I come to the conclusion that stationarity is an indicator of nothing.

 
Dmitry Fedoseev:

I am coming to the conclusion that stationarity is an indicator of nothing.

Now let's imagine for a second that the first row could be traded...
 
Комбинатор:
Now let's imagine for a second that the first row could be traded...

You can imagine anything. Suppose we open on the deviation towards the expectation. We have 1, sell. The next value is again 1, again 1, 1, 1, 1, 1, 1. Finally, 0 and -1. It would seem that this is a profit. But in fact the price has moved upwards and with the number -1, there is no profit. It turns out that the oscillator is as good as the oscillator.
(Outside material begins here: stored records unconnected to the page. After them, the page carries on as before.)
Issue #323, opened 2021-10-28
fix CI caching


rukai:
why do we have two caching systems? (AWS and github actions)

Build times seem to have gone up significantly since we disabled the AWS key
consider https://github.com/shotover/shotover-proxy/runs/4017067700?check_suite_focus=true vs https://github.com/shotover/shotover-proxy/runs/4029994005?check_suite_focus=true

Possibly we want to fix one and throw the other way.
Needs a proper investigation.

PR #333, opened 2021-10-31
rewrite CI, fixing caching and failing on warnings

rukai:
closes https://github.com/shotover/shotover-proxy/issues/323
My conclusion here is that the AWS + sccache solution would be a bit better, but using the GA cache is easier to setup and manage.
So if we find the GA cache limiting we can investigate going back to AWS + sccache.

The other changes are:
* failing on clippy warnings
  + we can do this because we are now specifying a rust version in the rust-toolchain.toml and we already have our Cargo.lock checked in so there is no way for our build to break due to warnings being added.
     - The expectation here is that we will update the rust-toolchain.toml every time a new rust version comes out to take advantage of the speed ups and UX improvements not to mention new features.
* changes the toolchain installer to be a little more efficient and added a comment explaining why we are still wasting some time installing a toolchain we dont use.
* installs [cargo-hack](https://github.com/taiki-e/cargo-hack) so that we can use it for the clippy check allowing us to test every possible feature combination.
* removes the manual docker cleanup - not sure why this existed ... surely the whole VM gets destroyed when we finish anyway.

All the actual code changes are to fix clippy warnings that we weren't hitting locally due to not including `--all-targets`.

### DIFF
--- a/.github/workflows/bench_run.yml
+++ b/.github/workflows/bench_run.yml
@@ -18,23 +18,22 @@ jobs:
     runs-on: ubuntu-20.04
     steps:
     - uses: actions/checkout@v2
-    - uses: actions/cache@v2
+    - uses: actions-rs/toolchain@v1
       with:
-        path: |
-          ./cache
-          ~/.cargo/registry
-          ~/.cargo/git
-          target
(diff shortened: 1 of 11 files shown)


conorbros (approved):
The CI speedup is very appreciated

benbromhead (approved):

PR #336, opened 2021-11-01
Fix transform names

conorbros:
Use [`IntoStaticStr`](https://docs.rs/strum/0.22.0/strum/derive.IntoStaticStr.html) to get the name of transforms instead of a method on the `Transform` trait. 

In some places we need access to the transform name from within the transform itself so I have added `get_name` methods directly to the struct.

### DIFF
--- a/Cargo.lock
+++ b/Cargo.lock
@@ -2524,6 +2524,7 @@ dependencies = [
  "serial_test",
  "sodiumoxide",
  "sqlparser",
+ "strum_macros",
  "test-helpers",
  "thiserror",
  "threadpool",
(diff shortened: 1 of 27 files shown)


rukai (approved):
Very cool!

I think the small hit to compile times is worth the reduced hits to sanity.

Having to define a get_name on some transforms is unfortunate, maybe we could pass the name in as an arg instead?
Happy to land the PR as is though.

XA21X (approved):
I've been wanting this since day one. 😂

conorbros:
Using https://doc.rust-lang.org/std/any/fn.type_name.html might be an alternative to having `get_name` directly in the struct, I'll have a quick look and see if it's worth doing.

In this case it wasn't necessary to analyze, because initially a coin was offered and no matter how you turn it, you won't make profit.

 

OK, the traded instrument is the difference between two futures of different delivery dates. Is that clearer? Yes, it is unrealistic because the fluctuations have a very narrow bell.

But if the traded instrument is the difference between a CME futures and a moex futures, the bell is wider and this is quite a real profit for advanced high-frequency traders.

Even more down-to-earth is the EURCHF in the period when the Swiss central bank pegged the franc to the euro. Only the laziest man hasn't traded that thing.

 
Relatively slightly understandable. I'm not going to argue.